Plan — /create-plan reads the research, then works with you interactively to build an implementation plan. Phases, success criteria, file-level specifics. The plan is a contract — both you and the AI agree on what gets built before any code is written.
Implement — /implement-plan reads the full plan and executes it phase by phase. Each phase has automated verification. Checkboxes update as work completes. Subagents handle individual tasks — not just for parallelism, but so each agent gets a focused job and can use its full context window on that one thing.
Validate — /validate-plan verifies the implementation against the plan’s success criteria. Tests pass. Behavior matches. Deviations are documented.
Ship — /create-pr generates a PR description from the work, links to the Linear ticket, and pushes. /merge-pr handles the merge with verification.
Each phase clears context and starts fresh — that’s by design. Long-running sessions are where AI loses the thread. Instead, Catalyst uses handoff checkpoints (/create-handoff and /resume-handoff) to compress what the AI knows into a persistent document before moving on. The next phase picks up exactly where the last one left off, with clean context and no drift.
This happens automatically between workflow phases, but you can also create handoffs manually — mid-implementation when context is getting long, at the end of a session, or when passing work to a teammate. Every handoff is a snapshot: what was done, what’s left, and what decisions were made.
The workflow runs on a few key pieces of infrastructure:
Thoughts system — Think of it like a shared S3 bucket for everything the AI has done: research, plans, handoffs, PR descriptions. It’s git-backed, shared across worktrees and sessions, and it’s how any agent — in any session — can come back and understand what happened before.
Worktrees — Catalyst is designed around git worktrees so you can have multiple features in flight at once. Each worktree gets its own workspace, its own branch, and its own local state — but they all share the same thoughts repo.
Workflow context — Local state that tracks what you’ve done in this worktree. It’s what lets /create-plan automatically find your latest research and /implement-plan find your latest plan — no file paths to remember.
Subagents — Commands spawn specialized agents, each with a focused job and a full context window dedicated to it. A locator agent searches the whole codebase for relevant files. An analyzer agent reads those files deeply. They work in parallel, but the real benefit is focus — each agent reasons about one thing well instead of juggling everything at once.
Third-party integrations — Linear for tickets, GitHub for PRs, DeepWiki and Context7 for external documentation, Sentry for error investigation.

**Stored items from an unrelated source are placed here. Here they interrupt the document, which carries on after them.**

PR #466, opened 2022-03-09
Issue #457 : Add shields.io to remark's skipUrlPatterns

### LINKED ISSUE #457: If possible, configure remark-lint-no-dead-urls so that 5xx errors are ignored
For instance, now the check fails (https://app.circleci.com/pipelines/github/VirtusLab/git-machete/1670/workflows/c5170aba-9635-4939-ba48-0644649deec4/jobs/7159) coz shields.io is down, responding with 503. This shouldn't fail the check in principle.... pls check if it's possible to set up `gotOptions` so that only errors like server not responding/DNS not resolving/4xx HTTP are taken into account, but not 5xx HTTP.

If not, let's just add shields.io to `skipUrlPatterns` as a workaround

amalota:
closes #457

### DIFF
--- a/.remarkrc.yml
+++ b/.remarkrc.yml
@@ -2,5 +2,7 @@
 plugins:
   validate-links:
   lint-no-dead-urls:
-    skipUrlPatterns: ['https://pypistats.org/packages/git-machete', 'https://github.com/r-ryantm']
+    skipUrlPatterns: ['/https:\/\/img\.shields\.io/',
+                      'https://github.com/r-ryantm',
+                      'https://pypistats.org/packages/git-machete']
     gotOptions.timeout: 60000
--- a/.remarkrc.yml
+++ b/.remarkrc.yml
@@ -2,7 +2,9 @@
 plugins:
   validate-links:
   lint-no-dead-urls:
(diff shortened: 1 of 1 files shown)


.remarkrc.yml
```diff
@@ -2,5 +2,9 @@
 plugins:
   validate-links:
   lint-no-dead-urls:
-    skipUrlPatterns: ['https://pypistats.org/packages/git-machete', 'https://github.com/r-ryantm']
+    skipUrlPatterns: [
+      '/https:\/\/img\.shields\.io/',
```
PawelLipski, line 6: Does `/.../`  match against the entire URL, or just any part of the URL? I assumed the latter?

amalota: @PawelLipski Based on this docs i infered the latter: 

skipUrlPatterns {Array} - Array of String | RegExp. A list of patterns for URLs that should be skipped. Each URL will be tested against each pattern, and will be ignored if new RegExp(pattern).test(url) === true. For example, with skipUrls: [/^http:\/\/(.*)url-to-ignore\.com/, 'https://never-check.com'], links with the URLs http://www.url-to-ignore.com/foo and https://never-check.com/foo/bar will not be checked.

PawelLipski (approved):

PR #481, opened 2022-04-04
`fork-point` no longer specially treats branches merged to its parent

PawelLipski:
Related to https://github.com/VirtusLab/git-machete-intellij-plugin/pull/803

### DIFF
--- a/git_machete/client.py
+++ b/git_machete/client.py
@@ -936,11 +936,14 @@ class MacheteClient:
             if branch in self.up_branch:
                 print_line_prefix(branch, f"{utils.get_vertical_bar()} \n")
                 if opt_list_commits:
-                    if edge_color[branch] in (EscapeCodes.RED, EscapeCodes.DIM):
-                        commits: List[GitLogEntry] = self.__git.get_commits_between(fp_sha(branch), branch.full_name()) if fp_sha(branch) else []
+                    if not fp_sha(branch):
+                        # Rare case, but can happen e.g. due to reflog expiry.
+                        commits: List[GitLogEntry] = []
+                    elif edge_color[branch] == EscapeCodes.DIM:
+                        commits = []
                     elif edge_color[branch] == EscapeCodes.YELLOW:
                         commits = self.__git.get_commits_between(self.up_branch[branch].full_name(), branch.full_name())
-                    else:  # edge_color == EscapeCodes.GREEN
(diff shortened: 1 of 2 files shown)


git_machete/client.py
```diff
@@ -932,11 +932,13 @@ def print_line_prefix(branch_: LocalBranchShortName, suffix: str) -> None:
             if branch in self.up_branch:
                 print_line_prefix(branch, f"{utils.get_vertical_bar()} \n")
                 if opt_list_commits:
-                    if edge_color[branch] in (EscapeCodes.RED, EscapeCodes.DIM):
-                        commits: List[GitLogEntry] = self.__git.get_commits_between(fp_sha(branch), branch.full_name()) if fp_sha(branch) else []
+                    if fp_sha(branch) == []:
```
PawelLipski: Rel: https://github.com/VirtusLab/git-machete-intellij-plugin/pull/803 -> `backendImpl/src/main/java/com/virtuslab/gitmachete/backend/impl/GitMacheteRepository.java`

git_machete/client.py
```diff
@@ -935,11 +935,14 @@ def print_line_prefix(branch_: LocalBranchShortName, suffix: str) -> None:
             if branch in self.up_branch:
                 print_line_prefix(branch, f"{utils.get_vertical_bar()} \n")
                 if opt_list_commits:
-                    if edge_color[branch] in (EscapeCodes.RED, EscapeCodes.DIM):
-                        commits: List[GitLogEntry] = self.__git.get_commits_between(fp_sha(branch), branch.full_name()) if fp_sha(branch) else []
+                    if not fp_sha(branch):
+                        # Rare case, but can happen e.g. due to reflog expiry.
+                        commits: List[GitLogEntry] = []
+                    elif edge_color[branch] == EscapeCodes.DIM:
+                        commits = []
```
amalota, line 943: Why not just combine both cases into one `if` like:
 ```
if not fp_sha(branch) or edge_color[branch] == EscapeCodes.DIM:
                        commits: List[GitLogEntry] = []
```

PawelLipski: These 2 cases are very distinct (completely different reasons, even though the resulting commit list is empty for both), I wanted to keep them separate e.g. so that the comment can be applied to just one of them in line 939 above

You start a session. You run /research-codebase and describe what you need to understand. Three agents fan out across the codebase, find relevant files, analyze patterns, and report back. A research document lands in your thoughts repo. Context is clean.
You run /create-plan. Catalyst picks up the research automatically, and you work together to design the implementation. Phases, files, success criteria. When you’re satisfied, the plan saves. If the session is getting long, /create-handoff compresses everything into a checkpoint — you can resume later or hand it to a fresh session.
You run /implement-plan. Catalyst reads the full plan and starts building — phase by phase, with verification at each step. When it’s done, you run /validate-plan to confirm everything matches the spec.
You run /create-pr. A PR with a structured description, linked to your Linear ticket, ready for review.
Research to shipped PR. Each step is structured, each handoff is clean, and humans approve at every gate.